Mais l’amour désire jusqu’à l’impossible, et sait se contenter de peu; je me contentai de ce peu, Bébé, et quand ce peu fut devenu rien, je m’en contentai encore! Le cœur a de sublimes entêtements. Comment se décider d’ailleurs à croire qu’on aime en vain?

Retiens bien ceci, Bébé, les Chats ne sont reconnaissants des efforts qu’on fait pour leur plaire, que quand on y réussit. Loin de me savoir gré de ma constance, Brisquet s’en impatientait. «Comprend-on, s’écriait-il avec colère qu’on s’obstine à faire de l’amour, qui devrait être le passe-temps le plus gai et le plus agréable de la jeunesse, l’affaire la plus sérieuse, la plus maussade et la plus longue de la vie!

—La persévérance seule justifie la passion, lui répondais-je; j’ai abandonné ma mère et ma sœur parce que je t’aimais; je me suis perdue pour toi, il faut que je t’aime.»

Et je pleurais!!!

Il est bien rare que le chagrin ne devienne pas un tort: bientôt Brisquet se montra dur, grossier, exigeant, brutal même; et moi qui me révoltais jadis contre la seule apparence d’une injustice de ma pauvre mère, je me soumettais, et j’attendais, et j’obéissais. En quinze jours, j’avais appris à tout souffrir. Le temps est un maître impitoyable: il enseigne tout, même ce qu’on ne voudrait pas savoir.

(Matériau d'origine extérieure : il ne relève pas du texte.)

PR #220, opened 2021-06-14
pin webdriver version

### LINKED ISSUE #210: Travis fails
Since recently Travis is failing. It might be because of the Chromedriver that uses a new version of Chrome.
See PR #207 where this has been discovered, especially these comments https://github.com/zonemaster/zonemaster-gui/pull/207#issuecomment-853144960 and https://github.com/zonemaster/zonemaster-gui/pull/207#issuecomment-853152984

Maybe the error is somewhere else... I have not much clue for now, but it would be nice to see Travis happy again ;)

blacksponge:
Fix #210

### DIFF
--- a/.travis.yml
+++ b/.travis.yml
@@ -9,9 +9,9 @@ sudo: false
 addons:
   chrome: stable
 
-
 install:
   - npm install
+  - node ./node_modules/.bin/webdriver-manager update --versions.chrome=90.0.4430.24
 
 script:
-  - xvfb-run npm run e2e
+  - xvfb-run npm run ng e2e -- --webdriver-update=false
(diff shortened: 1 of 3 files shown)


mattias-p:
Does this mean that Chrome could introduce changes that are incompatible with Zonemaster GUI without us noticing?

blacksponge:
Unfortunately, yes, before the issue with protractor/chrome-driver is fixed we can't update to the latest stable without the tests breaking. So I would suggest to pin the version temporally so that we can at least catch regression in our code base.

mattias-p:
Maybe we could have an issue marked with milestone v2021.2 reminding us to revert the pinning?

blacksponge:
Yes, we can track this directly in #210, or create an other one.

Another workaround would be to use the `browser.executeScript` API to fetch the attributes like this

```js
getAttribute(element, attribute) {
    return browser.executeScript(`return arguments[0][arguments[1]];`, element, attribute);
}
```

I'm not sure what the best thing to do would be, either way it should only be temporary.

matsduf:
@pamasse, can you take a look at this?

pamasse (approved):

matsduf (approved):

matsduf:
@blacksponge, please merge.

PR #221, opened 2021-06-15
update client version in mock

blacksponge:
## Purpose

As the client version changed, the `start_domain_test` request was not mocked resulting on all subsequent request to not be mocked as well.

## Context

The e2e test FR22 start a test, all request to the API are intercepted and the ones that matches (equality check) the requests in mock.interceptor.ts are mocked. As the client version is part of the request not having the same will result in the requests not being mocked during the tests, which can lead to inconsistency.

## Changes

Use the current client version/id in the interceptor.

## How to test this PR

`npm run ng e2e -- --webdriver-update=false --specs=e2e/FR22.e2e-spec.ts`

### DIFF
--- a/src/app/interceptors/mock.interceptor.ts
+++ b/src/app/interceptors/mock.interceptor.ts
@@ -1,6 +1,8 @@
 import { Injectable, Injector } from '@angular/core';
 import { HttpEvent, HttpHandler, HttpInterceptor, HttpRequest, HttpResponse } from '@angular/common/http';
 import { Observable, of } from 'rxjs';
+import { environment } from '../../environments/environment';
+
 
 const urls = [
   {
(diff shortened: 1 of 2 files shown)


src/app/interceptors/mock.interceptor.ts
```diff
@@ -8,7 +8,7 @@ const urls = [
     body: {'jsonrpc': '2.0', 'id': 1572254767685, 'method': 'start_domain_test', 'params':
       {
         'ipv4': true, 'ipv6': true, 'profile': 'default', 'domain': 'afNiC.Fr',
-        'ds_info': [], 'nameservers': [], 'client_version': '3.1.0', 'client_id': 'Zonemaster GUI'
+        'ds_info': [], 'nameservers': [], 'client_version': '3.3.0', 'client_id': 'Zonemaster GUI'
```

A force de souffrir, on finit par guérir. Je crus que je me consolais, parce que je devenais plus calme; mais le calme dans les passions succède à l’agitation, comme le repos aux tremblements de terre, lorsqu’il n’y a plus rien à sauver. J’étais calme, il est vrai, mais c’était fait de mon cœur. Je n’aimais plus Brisquet, et, ne l’aimant plus, je parvins à lui pardonner et à comprendre aussi pourquoi il avait cessé de m’aimer. Pourquoi? Eh! mon Dieu, Bébé, la meilleure raison que puisse avoir un Chat comme Brisquet pour cesser d’aimer, c’est qu’il n’aime plus.

Brisquet était un de ces égoïstes de bonne foi qui trouvent tout simple d’avouer qu’ils s’aiment mieux que tout le monde, et qui n’ont de passions que celles que leur vanité remue. Ce sont ces Chats-là qui ont inventé la galanterie pour plaire aux Chattes, en se dispensant de les aimer. Leur cœur a deux portes qui s’ouvrent presque toujours en même temps, l’une pour faire sortir, l’autre pour faire entrer, et tout naturellement, pendant que Brisquet m’oubliait, il se prenait de belle passion ailleurs.

Le hasard me donna une singulière rivale: c’était une Chinoise de la province de Pechy-Ly, nouvellement débarquée, et qui déjà faisait courir tous les Chats de Paris, qui aiment tant à courir, comme on sait. Cette intrigante avait été rapportée de Chine par un entrepreneur de théâtres, qui avait pensé avec raison qu’une Chatte venue de si loin ne pouvait manquer de mettre en émoi le peuple le plus spirituel de la terre. La nouveauté de cette conquête piqua l’amour-propre de Brisquet, et les oreilles pendantes de la Chinoise firent le reste.

Brisquet m’annonça un jour qu’il me quittait. «Je t’ai prise pauvre et je te laisse riche, me dit-il; quand je t’ai trouvée, tu étais désespérée et tu ne savais rien du monde, tu es aujourd’hui une Chatte pleine de sens et d’expérience; ce que tu es, c’est par moi que tu l’es devenue, remercie-moi et laisse-moi partir.—Pars, toi que je n’aurais jamais dû aimer,» lui répondis-je. Et il partit.